Why does anyone need XUL?

Quick!  Fat client vs thin client.  You 
have to make a linkage to a customer need or XUL 
dies.  It won't do you a bit of good to 
tell a customer MS is evil, W3C is academic, or 
everyone steals.  Tell them why they need XUL.
Pick any client you can envision and try that.

Can you do it without Spy Vs Spy? You'll lose 
that game because as Didier rightly points out, 
your competition can build, target and launch 
faster than you can. 

Get this through your head: a customer does 
not care to inherit your enemies when they 
buy your product particularly if your enemies 
are very powerful ones.  Only children admire 
the self-destruction of the anti-hero.

len


From: Gerald Bauer [mailto:luxorxul@yahoo.ca]

> XUL is not a bad idea Gerald, it was simply badly
> implemented, badly
> marketed, badly supported. And this doesn't suppress
> the fact that you have
> probably invested a lot of efforts into your site,
> simply that you do not
> have the resource to push that into the market and
> that Mozilla was a living
> dead (or sleeping beauty) for a long time.

  Didier, just to get the story straight.

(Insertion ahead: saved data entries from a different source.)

PR #1723, opened 2024-04-15
feat : Alert Throttling

Prateeknandle:
**Purpose of PR?**:
### Requirement of Alert Throttling:
When excessive alerts are generated and a particular user's use case does not require all the alerts but needs an overview of the alerts generated, then throttling is required. Since every user would have their own requirements, the conditions for the throttling are configurable. 

**NOTE : Throttling is done per container, it's not system wide.**

Users can configure the throttling condition through the config map or KubeArmorConfig in case of operator deployment.

### Configuration:

In [KubeArmorConfig](https://github.com/kubearmor/KubeArmor/tree/main/deployments/helm/KubeArmorOperator#kubearmorconfig-specification) we can add:
```
spec:
  alertThrottling: true  // enables throttling functioning
  maxAlertPerSec: 10      // Number of maximum alerts that could be generated per sec
  throttleSec: 30        // Number of seconds for which subsequent alerts would be dropped
```

`maxAlertPerSec` and `throttleSec` are configurable, their default values are `10` and `30`, respectively.

If we set `maxAlertPerSec = 10` and `throttleSec = 30`, then maximum 10 alerts would be generated in a second per container and if this condition is crossed for any particular container then for that container a throttled condition alert would be generated and then for next 30 seconds there won't be any alert generated for that container.

**Throttling Alert:**
```
ClusterName: default
HostName: prateek
NamespaceName: wordpress-mysql
PodName: wordpress-586468bf4f-8bf6x
Labels: app=wordpress
ContainerName: wordpress
ContainerID: a4e3d52aeda8a0256d3c8ad819ec1bc6b61e4fa6f6d68858196d5195b5765d9f
ContainerImage: docker.io/library/wordpress:4.8-apache@sha256:6216f64ab88fc51d311e38c7f69ca3f9aaba621492b4f1fa93ddf63093768845
Type: SystemEvent
Operation: AlertThreshold
Enforcer: BPFLSM
Result: Passed
DroppingAlertsInterval: 30
MaxAlertsPerSec: 2
Owner: map[Name:wordpress Namespace:wordpress-mysql Ref:Deployment]
PPID: 0
UID: 0
```
This alert provides the information regarding throttling condition.

Fixes #

Yes,
1. tested with operator for BPFLSM enforcer
2. tested for apparmor enforcer
3. tested for audit alerts

1. **BPFLSM Enforcement:** We created a new eBPF map named `kubearmor_alert_throttle` which is required to hold the state of alerts throttling state per container. We add the containers entry in kernel-space itself. We remove the containers data in user-space for which the enforcement policies are removed.
_PS : We tried to handle deletion of used containers data in kernel-space itself but currently it's not possible._
2. **Apparmor Enforcement:** We used the same eBPF map `kubearmor_alert_throttle` to store the containers state wrt throttling. We add and delete this state data in kernel-space itself. 
_PS : here we delete the conatiners state when the container is being deleted, which is different for BPFLSM, where we delete the state data when there is no enforcement policy further exist for container._
3. **Audit based policies:** For audit alerts we handle the throttling in Feeder (completely in user-space). We created a golang map to handle throttling state per container. This map is updated in `core` package based on the CRI used.

**Checklist:**
- [ ] Commit has unit tests


KubeArmor/feeder/feeder.go
```diff
@@ -744,3 +759,66 @@ func loadTLSCredentials(ip string) (credentials.TransportCredentials, error) {
 	creds, err := cert.NewTlsCredentialManager(&tlsConfig).CreateTlsServerCredentials()
 	return creds, err
 }
+
+func bpfKtimeGetNs() uint64 {
```
daemon1024: Let's move it to common/utils

KubeArmor/BPF/shared.h
```diff
@@ -297,6 +312,83 @@ static __always_inline u32 init_context(event *event_data) {
...
+  }
+
+  u64 throttle_sec = (u64)get_kubearmor_config(_THROTTLE_SEC); 
+  u64 throttle_nsec = throttle_sec * 1000000000L; 
+  u64 maxAlert = (u64)get_kubearmor_config(_MAX_ALERT_PER_SEC); 
+
+  if (state->throttle) {
+    u64 time_difference = current_timestamp - state->first_event_timestamp;
+    if (time_difference < throttle_nsec) {
+      bpf_ringbuf_discard(event_data, 0);
```
daemon1024: Can we avoid usage of bpf_ringbuf_discard? Is it possible to only reserve for submission?

We have seen instances of discard api overloading kernel user space interaction

KubeArmor/common/common.go
```diff
@@ -28,6 +28,14 @@ import (
 	metav1 "k8s.io/apimachinery/pkg/apis/meta/v1"
 )
 
+// OuterKey struct
+type OuterKey struct {
+	PidNs uint32
+	MntNs uint32
+}
+
```
daemon1024, line 36: Usage of Global Variable Map 🤔, not sure if there's any better way to handle due to cross module usage

// @DelusionalOptimist

daemon1024 (commented):
@Prateeknandle great work. The changes are clean and easy to understand 👌

I have some open ended suggestions in review. Let's think about it and discuss them.

KubeArmor/BPF/shared.h
Prateeknandle: shouldn't we discard the [reserved space](https://github.com/kubearmor/KubeArmor/blob/main/KubeArmor/BPF/shared.h#L602), otherwise when we do [return retval](https://github.com/kubearmor/KubeArmor/pull/1723/files/20fd95c4c3f8ef9ec08d7740e126d51f19981ca5#diff-bd0b2889e0990fa3966c8718f021a1911672564aadc75b9ccb12410f71cee7c6R700-R702) when we drop alerts, the reserved space will be empty and might create mem overflow?

daemon1024:
need to push bpflsm object file

daemon1024 (approved):
Tried out PR locally 👌🏽 

LGTM. Awesome Clean Work 🙌🏽

rksharma95 (approved):
tested locally LGTM

PR #1763, opened 2024-05-22
feat: Add support for containerd and crio hooks

AbdelrahmanElawady:
**Purpose of PR?**:
Support running KubeArmor with containerd using OCI hooks. It need NRI to be enabled on the cluster and [hook-injector](https://github.com/containerd/nri/tree/main/plugins/hook-injector) plugin to be running.

No

Just the getting started example.

**Checklist:**
- [ ] Commit has unit tests


rootxrishabh:
NRI was added in [1674](https://github.com/kubearmor/KubeArmor/pull/1674)

pkg/KubeArmorOperator/hook/main.go
```diff
@@ -0,0 +1,285 @@
...
+		}
+		if err != nil {
+			return err
+		}
+	}
+
+	return nil
+}
+
+func run(state specs.State) error {
```
rksharma95, line 114: need some explanation to understand this, looking for answer of a few questions:
- what's this detached process?
- why it need kubearmor information.

pkg/KubeArmorOperator/cmd/snitch-cmd/main.go
```diff
@@ -130,6 +135,14 @@ func snitch() {
 		Logger.Errorf("Not able to detect runtime")
 		os.Exit(1)
 	}
+	ociHooksLabel := "no"
+	if runtime == "cri-o" || EnableOCIHooks {
+		ociHooksLabel = "yes"
+		if err := applyCRIOHook(socket); err != nil {
```
rksharma95: just to confirm, it's genric way to check OCI hook support for any CRI not limited to cri-o right!

rksharma95 (commented):
@AbdelrahmanElawady can you provide a diagram that explains the design in detail?

pkg/KubeArmorOperator/cmd/snitch-cmd/main.go
rootxrishabh: @rksharma95, I think this was done as NRI support for containerd was not available at the time this PR was created. CRI-O supports hooks out of the box.

pkg/KubeArmorOperator/hook/main.go
rootxrishabh: @rksharma95, detached process is when hook actually starts before kubearmor. Ka.sock is owned by kubearmor and hook waits for socket to start. Needs kubearmor information to know when kubearmor starts.

pkg/KubeArmorOperator/cmd/snitch-cmd/main.go
rksharma95: so do we need to handle anything here?

pkg/KubeArmorOperator/hook/main.go
```diff
@@ -0,0 +1,285 @@
...
+	specBytes, err := os.ReadFile(filepath.Join(state.Bundle, "config.json"))
+	if err != nil {
+		// revert back to annotations
+		containerName := state.Annotations["io.kubernetes.container.name"]
+		appArmorProfile = strings.TrimPrefix(
+			state.Annotations[fmt.Sprintf("container.apparmor.security.beta.kubernetes.io/%s", containerName)],
+			"localhost/",
+		)
+		isKubeArmor = containerName == "kubearmor"
+	} else {
```
rootxrishabh, line 155: @AbdelrahmanElawady else would trigger in case receive an error while reading config.json?
If yes, then should we expect to read `specBytes` on line 157.

AbdelrahmanElawady: else would run if err == nil. error handling is done in line 147

rootxrishabh: oops my bad, thanks for the clarification 🙌

rootxrishabh:
@AbdelrahmanElawady, looking at the hook binary. I think we stop depending on hook stdin and call runtime socket for container info after kubearmor starts. I am not sure whats the logic here. Can you please explain?

Is this done so to get containers started before kubearmor?

AbdelrahmanElawady:
@rootxrishabh it's been a while so might not remember correctly but I think we use stdin to figure out container id, status, pid and the bundle path which are all part of the [state](https://github.com/opencontainers/runtime-spec/blob/main/runtime.md#state) object sent in stdin. this is according to OCI spec as mentioned [here](https://github.com/opencontainers/runtime-spec/blob/main/config.md#posix-platform-hooks).
> The [state](https://github.com/opencontainers/runtime-spec/blob/main/runtime.md#state) of the container MUST be passed to hooks over stdin so that they may do work appropriate to the current state of the container.

We call runtime socket for previous containers but this is separate than hook stdin

pkg/KubeArmorOperator/cmd/snitch-cmd/main.go
```diff
@@ -169,6 +183,64 @@ func snitch() {
 	}
 }
 
+func applyCRIOHook(socket string) error {
+	// TODO: hook path should be fetched from container runtime. This is the default path
+	hookDir := "/usr/share/containers/oci/hooks.d/"
```
rksharma95, line 203: in case of containerd it should be `/etc/containers/oci/hooks.d` 

how it will be handled? should we support a flag with operator to accept this path as we also need to mount this path with snitch, it will be an issue if we dynamically support multiple paths.

pkg/KubeArmorOperator/internal/controller/resources.go
```diff
@@ -328,6 +354,14 @@ func deploySnitch(nodename string, runtime string) *batchv1.Job {
 								Name:      "seccomp-path",
 								MountPath: "/var/lib/kubelet/seccomp",
 							},
+							{
```
rksharma95, line 363: snitch has a command line flag as well to enable OCI Hook, let's handle that as well.

rksharma95 (changes requested):

pkg/KubeArmorOperator/cmd/snitch-cmd/main.go
rootxrishabh: We can auto set this path under the condition of which runtime socket is detected. Right?

rksharma95: this is what I'm concerned with, it will need mounting all possible path with the snitch and if that not exist snitch will be reconciled again after that mount points handled.

rootxrishabh: CRI-O also supports `/etc/containers/oci/hooks.d/` as a path for hook configuration. I think we can use this for both crio and containerd.

pkg/KubeArmorOperator/internal/controller/resources.go
rksharma95: this is not being handled as of now.

rootxrishabh (dismissed):
LGTM 🚀 

Great work @AbdelrahmanElawady !

rootxrishabh (approved):

rksharma95 (approved):

Aryan-sharma11 (approved):

rksharma95:
PR tested locally on both containerd and crio setup. CI is failing due to docker pull limits and few tests are flaky.

PR #1802, opened 2024-07-11
fix: use custom action for pushing charts

DelusionalOptimist:


rksharma95 (approved):

daemon1024 (approved):

kranurag7:
@DelusionalOptimist I was looking into fixing it after noticing the failure on main later today but you already went ahead :) (good work! 🙇🏻) 

I saw your fork, I think this can be solved if we move to storing charts in OCI registry. It's stable from helm side as well. It fixes the auth part and the also the point that we want to store the packaged chart `.tgz` in `x` registry which is located somewhere else on the internet. Are you open to that? 

In the starting, we can think about moving at least latest chart from main to OCI registry and later we can move stable ones as well.

PR #1822, opened 2024-07-30
fix(enforcement/host): fix default posture alerts and streamline host profile handling

daemon1024:


Aryan-sharma11:
partially fixed in #1861

PR #159, opened 2017-03-25
Add Monix as a project with full membership

alexandru:
Related to: https://github.com/typelevel/general/issues/61

This adds the description for Monix in `_projects` and removes it from the incubator list, not sure if I have to do anything else.


larsrh:
That's it, thanks!

PR #162, opened 2017-04-13
add fragment IDs for each project to support deep links

bfritz:
The project page is fairly long This would allow deep links like http://typelevel.org/projects/#scala-exercises , for example in README badges.

`slugify: 'raw'` converts to lowercase and replaces spaces, not allowed in HTML IDs, with dashes.

### DIFF
--- a/projects/index.html
+++ b/projects/index.html
@@ -14,7 +14,7 @@ class: projects-page
       <div class="projects__project expandable-core">
         <div class="projects__project-header">
           <a href="{{ project.github }}">
-            <h4>
+            <h4 id="{{ project.title | slugify: 'raw' }}">
               <span class="ico-repo"></span>
               {{ project.title }}
             </h4>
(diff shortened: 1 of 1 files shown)


ceedubs:
I like this.

Do you think that we should have any sort of prefixes on the IDs to avoid a potential element id collision?

bfritz:
@ceedubs Thanks for taking a look.  Do you have a specific collision scenario in mind?

IMO http://typelevel.org/projects/#cats is nicer than http://typelevel.org/project/#xyz-cats for external links to the projects page.

Trying to think through cases where a prefix is useful...
* Two projects with same name--modulo spaces and case.  E.g. "ScalaExercises" and "scala exercises".  Seems unlikely since names so similar will be confusing in general.
* Later on an ID is added, say `id="cats"`, for some other reason.  In that case, it seems like the ID added later might be better to prefix.  The ones in the PR are already positioned well for linking to from external sites.
* The project page is restructured so there are two or more sections about each project.  It would probably make sense to pick the "meatiest" of the sections and keep the ID on that one.

Let me know if you had some other case in mind.  I'm happy to add a prefix if you and the other maintainers think it's a good idea.

larsrh:
I think @bfritz' change is good. If we want to add some more anchors at a later time we can prefix _those_.

larsrh:
Thanks!

ceedubs:
@bfritz I was just being paranoid about a case in which there's a library with a name that might happen to conflict with a reasonable HTML element ID. I'm sure it will be fine though :)

bfritz:
@ceedubs Gotcha.  Could definitely happen but seems unlikely.  Integrating something like [html-proofer](https://github.com/gjtorikian/html-proofer) _might_ be a way to catch it during CI.

larsrh:
@bfritz Sounds like an excellent idea. Another pull request, maybe? :smile:

PR #173, opened 2017-05-22
Remove 'delta' from incubators.

stacycurl:


stacycurl:
Delta is a very slow boil project, I basically commit to it when some problem crops up at work & that's usually about diffing json.

I like the autonomy of experimenting however I like (albeit infrequently), I don't think that makes for a very good open-source project though.

My involvement with typelevel is very sparse too, practically just a 'Sup ?' when passing by other members.

milessabin:
We're sorry to see you go, and would like to assure you that the door is open for you to return in future should you choose to.

PR #187, opened 2017-08-22
Add decline to incubator.yaml

bkirwi:
Rather-belatedly making the change for https://github.com/typelevel/general/issues/80!


larsrh:
No problem!

PR #201, opened 2018-02-16
Sponsor logos for Berlin Summit 2018

davegurnell:
I've also snuck in some tweaks to the way logos are displayed on sponsor pages (see the last commit).


larsrh:
Something's wrong with the Criteo logo – it doesn't render properly on my machine.

davegurnell:
Filling in a chat Lars and I had over email, it looks like this is a problem with Lars' ad blocker. It shouldn't affect most users.

larsrh:
Also, it's fixed now :smile:

PR #202, opened 2018-03-21
Graduate cats-effect

alexandru:
See: https://github.com/typelevel/general/issues/88

NOTE: I don't know if it's best to add it as an extension or as its own project.

It's linked to Cats, so I guess an extension is better.
I hope the permalink works, as I haven't tested it.

I have no preference, it's just that I don't necessarily understand this classification 🙂


larsrh:
> It's linked to Cats, so I guess an extension is better.

LGTM.

alexandru:
@larsrh I think this is the first Cats extension that has a website.

What can we do to link the website instead of, or in addition to the GitHub repository?

alexandru:
Well, I guess people can see the website link when the go to the repository. But a "More" button would have been cool too.

larsrh:
I've changed that in dc7d666. It now links to the website directly.

PR #204, opened 2018-04-14
Rethinking MonadError - new blog post

LukaJCB:
A new blog post about MonadError and its usability. Would love to hear some feedback or proofreading
:)

### DIFF
--- a/posts/2018-04-13-rethinking-monaderror.md
+++ b/posts/2018-04-13-rethinking-monaderror.md
@@ -184,11 +184,11 @@ def raiseErrorStops(e: E, a: A): Boolean =
 In the same way, we want values of `G` to never stop propagating, so `flatMap` should always work:
 
 ```scala
-def flatMapAlwaysWorks(ga: G[A], a: A): Boolean =
-  ga.flatMap(_ => a.pure[G]) =!= ga
+def flatMapAlwaysWorks(ga: G[A], f: A => G[A]): Boolean =
+  ga.flatMap(f) =!= ga
 ```
 
-This law is a bit dodgy as it is very well possible that `ga` contains a valid `A` that just happens to be the same as `a`. Thus we might have to reformulate this one at some point.
+This law is a bit dodgy as it is very well possible that `ga` just happens to be the same as the same as the one returned by `f`. Thus we might have to reformulate this one at some point.
 
 Next we're going to formulate a law that states, that raising an error and then immediatly handling it with a given function should be equivalent to just calling that function on the error value:
 
--- a/posts/2018-04-13-rethinking-monaderror.md
+++ b/posts/2018-04-13-rethinking-monaderror.md
@@ -188,6 +188,8 @@ def flatMapAlwaysWorks(ga: G[A], a: A): Boolean =
   ga.flatMap(_ => a.pure[G]) =!= ga
 ```
 
+This law is a bit dodgy as it is very well possible that `ga` contains a valid `A` that just happens to be the same as `a`. Thus we might have to reformulate this one at some point.
+
 Next we're going to formulate a law that states, that raising an error and then immediatly handling it with a given function should be equivalent to just calling that function on the error value:
 
 ```scala
--- a/posts/2018-04-13-rethinking-monaderror.md
+++ b/posts/2018-04-13-rethinking-monaderror.md
@@ -12,7 +12,7 @@ tut:
   binaryScala: "2.12"
   dependencies:
     - org.scala-lang:scala-library:2.12.4
-    - org.typelevel::cats-effect:1.1.0
+    - org.typelevel::cats-core:1.1.0
 
 ---
 
@@ -41,7 +41,7 @@ Well, it turns out there a few instances where it might be useful, but as we'll 
 
 Now before we continue, let's look at the `MonadError` type class in a bit more detail.
 `MonadError` currently comprises two parts, throwing and catching errors.
-To begin let's have a look at the `throw` part:
+To begin let's have a look at the `throw` part, sometimes also called `MonadThrow`:
 
 ```scala
 trait MonadError[F[_], E] extends Monad[F] {
@@ -52,7 +52,7 @@ trait MonadError[F[_], E] extends Monad[F] {
 ```
 
 This looks fine for now, but one thing that strikes me is that the `F` type seems to "swallow" errors.
-If we look at `F[A]` we have no clue that it might actually yield an error of type `A`, that fact is not required to be represented at all.
+If we look at `F[A]` we have no clue that it might actually yield an error of type `E`, that fact is not required to be represented at all.
 However, that's not a really big issue, so now let's look at the `catch` part:
 
 ```scala
@@ -92,7 +92,7 @@ also returns an `F[A]`. This method takes a pure function `E => A` and thus can 
 For `IO`-like types this is somewhat excusable as something like an unexceptional `IO` is still very uncommon, but for simple data types like `Either` or `Some` that function should just return an `A`, since that's the only thing it can be.
 Just like with `attempt`, we can infinitely chain calls to `handleError`, as it will never change the type.
 
-Ideally our type system should stop us from being able to right this nonsensical code and give us a way to show anyone reading the code that we've already handled errors.
+Ideally our type system should stop us from being able to write this nonsensical code and give us a way to show anyone reading the code that we've already handled errors.
 Now I'm not saying that the functions on `MonadError` aren't useful, but only that they could be more constrained and thus more accurate in their representation. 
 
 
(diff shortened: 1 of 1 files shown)


posts/2018-04-13-rethinking-monaderror.md
```diff
@@ -0,0 +1,456 @@
...
+
+The problem I see with `MonadError` is that it does not address the fundamental difference between these two types of instances. I can pattern match an `Option[A]` with a default value to get back an `A`. With `IO` that is just not possible. So these two groups of types are pretty different, when does it actually make sense to abstract over both of them?
+Well, it turns out there a few instances where it might be useful, but as we'll see later, I'm proposing something that will be equally useful to both groups.
+
+Now before we continue, let's look at the `MonadError` type class in a bit more detail.
+`MonadError` currently comprises two parts, throwing and catching errors.
+To begin let's have a look at the `throw` part:
+
+```scala
+trait MonadError[F[_], E] extends Monad[F] {
```
edmundnoble: Should this be `MonadThrow`?

posts/2018-04-13-rethinking-monaderror.md
```diff
@@ -0,0 +1,456 @@
...
+
+```scala
+def raiseErrorStops(e: E, a: A): Boolean =
+  F.raiseError[A](e).flatMap(_ => a.pure[F]) === F.raiseError[A](e)
+```
+
+In the same way, we want values of `G` to never stop propogating, so `flatMap` should always work:
+
+```scala
+def flatMapAlwaysWorks(ga: G[A], a: A): Boolean =
```
edmundnoble: This law looks wrong to me, `G` in general may have effects.

posts/2018-04-13-rethinking-monaderror.md
```diff
@@ -0,0 +1,456 @@
...
+For example try to implement the above `MonadBlunder[F[_, _], E]` for the standard `cats.effect.IO`.
+It's not going to be simple, whereas with the current encoding we can easily encode both `Either` and `IO`. 
+
+Next we're going to look at laws we can define to make sense of the behaviour we want.
+The first two laws should be fairly obvious. 
+If we `flatMap` over a value created by `raiseError` it shouldn't propogate:
+
+```scala
+def raiseErrorStops(e: E, a: A): Boolean =
+  F.raiseError[A](e).flatMap(_ => a.pure[F]) === F.raiseError[A](e)
```
edmundnoble: This is guaranteed by parametricity. So there's no need to test it.

posts/2018-04-13-rethinking-monaderror.md
```diff
@@ -0,0 +1,456 @@
...
+```
+
+In the same way, we want values of `G` to never stop propogating, so `flatMap` should always work:
```
Blaisorblade: Typo: propagating

posts/2018-04-13-rethinking-monaderror.md
```diff
@@ -0,0 +1,456 @@
...
+```
+
+And this approach works as well, however now we've forced the two type parameter shape onto implementors. This `MonadBlunder` has the following kind `(* -> * -> *) -> * -> *`.
+This means we can very easily define instances for types with two type parameters like `Either`.
+However, one issue might be that it's much easier to fit a type with two type parameters onto a type class that expects a single type constructor `(* -> *)` than to do it the other way around.
+
+For example try to implement the above `MonadBlunder[F[_, _], E]` for the standard `cats.effect.IO`.
+It's not going to be simple, whereas with the current encoding we can easily encode both `Either` and `IO`. 
+
+Next we're going to look at laws we can define to make sense of the behaviour we want.
```
Blaisorblade: For which of the two typeclasses? Did you pick one? Could you say it?

posts/2018-04-13-rethinking-monaderror.md
LukaJCB: Hmmm, I think you're right, I adapted the law from here: https://github.com/purescript/purescript-transformers/blob/master/src/Control/Monad/Error/Class.purs#L18

posts/2018-04-13-rethinking-monaderror.md
LukaJCB: Yeah, that's true, was thinking about that too, it might make more sense to express this law as 
`ga.flatMap(_ => a.pure[G]) =!= ga`, though I'm still not satisfied with that.

posts/2018-04-13-rethinking-monaderror.md
LukaJCB: I.e. you can say that of the function given to `flatMap` can never be called due to there being no value of `A`, that's one side, but this law also requires that the `flatMap` call does absolutely nothing at all, which is a very slightly different statement.
I'm not sure I like it tbh, I'm going to have to take a better look. Seems Haskell doesn't have laws for `MonadError` at all.

posts/2018-04-13-rethinking-monaderror.md
```diff
@@ -0,0 +1,463 @@
...
+
+```scala
+def raiseErrorStops(e: E, a: A): Boolean =
+  F.raiseError[A](e).flatMap(_ => a.pure[F]) === F.raiseError[A](e)
+```
+
+In the same way, we want values of `G` to never stop propagating, so `flatMap` should always work:
+
+```scala
+def flatMapAlwaysWorks(ga: G[A], a: A): Boolean =
```
edmundnoble: I don't understand this; this seems to be the exact opposite of the monad law for `flatMap` and `pure`. Except for the extra `a`, which actually makes this law guaranteed by parametricity as well for any monad other than the `Void[A] = Nothing` monad.

edmundnoble: The last bit there I'm not sure about. This law just confuses me.

posts/2018-04-13-rethinking-monaderror.md
```diff
@@ -0,0 +1,463 @@
...
+tut:
+  scala: 2.12.4
+  binaryScala: "2.12"
+  dependencies:
+    - org.scala-lang:scala-library:2.12.4
+    - org.typelevel::cats-core:1.1.0
+
+---
+
+`MonadError` is a very old type class, hackage shows me it was originally added in 2001, long before I had ever begun doing functional programming.
```
gvolpe: Might be nice to add the hackage link for reference?

gvolpe:
Very well written and easy to follow :clap: 

I think it should be great to have an extension of `MonadError` or something like `UIO` as defined in `Scalaz 8 IO` to be able to rely on the type system, and I think the `Option` example with nested `attempt` calls emphases the problem very clearly.

This is one of the reasons why we haven't enforced the use of `MonadError` at work and we are still relying on types such as `F[Error \/ A]` even though we must pay a performance and messier code penalty of using Monad Transformers such as `EitherT`.

posts/2018-04-13-rethinking-monaderror.md
LukaJCB: Yeah, as I said above, it's not really satisfying right now. I just want a law that prevents an error-ful type in `G`. Without this law I can define instances like `MonadBlunder[Task, Task, Throwable]`, which sort of defeats the point I guess.

posts/2018-04-13-rethinking-monaderror.md
```diff
@@ -0,0 +1,465 @@
...
+The implementation is fairly straightforward as well, we just handle all the errors my lifting them into the left side of an `Either` and map successful values to the right side of `Either`.
+
+Next, let's look at the dual to `attempt`, called `rethrow` in Cats. 
+For `MonadError` it turns an `F[Either[E, A]]` back into an `F`, but we're going to use our unexceptional type again:
+
+```scala
+trait MonadBlunder[F[_], G[_], E] {
+  ...
+
+  def absolve[A](fa: F[A]): G[Either[E, A]] = ???
```
smarter: Wrong signature (the correct one is used below)

LukaJCB: Woops, thank you!

posts/2018-04-13-rethinking-monaderror.md
edmundnoble: `flatMap` has to do nothing anyway, because of the law that states `flatMap(_.pure[F])` does nothing, as well as because `flatMap` can be specified in terms of `map` and `join`.

LukaJCB: Good point, I wonder if Phil thought of that or had something else in mind.

posts/2018-04-13-rethinking-monaderror.md
Blaisorblade: To express what you want, I think you want a typeclass method that enables _injecting_ `G` into `F` (`def inject[A](g: G[A]): F[A]`) — you seem to imply that's possible anyway. Then you can try to state that handling errors in `inject(g)` never has anything to handle — one way to write that might be `handleErrorWith(inject(ga))(f) = ga`. @LukaJCB @edmundnoble WDYT?

LukaJCB: That's excellent, thank you!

XUL stands
for XML UI Language and is not bound to Mozilla. XUL
is a language family to use XML to build rich UIs.

  For example, if you look at Microsoft XUL or at
Macromedia XUL or at Luxor XUL and so on you will find
- suprise, suprise - that everybody is using the
<button> tag to create buttons. (Of course, the
high-minded W3C academics had to reinvent the wheel
and insist on using <trigger> in XForms.)

  Anyway, your analysis about possible XUL adoption is
also completely flawed. If you can learn on thing from
history, it's that big players (e.g. Micromedia,
Microsoft, etc.) ignore standards and instead push
their own wares. The only proven way to build a rich
internet for everyone is to threaten their inbred
clunker with free open-source alternatives.
Unfortunately, it takes quite a while to build up the
code base as most people prefer to free ride and play
the arm chair critic. I'm sure you know what I mean.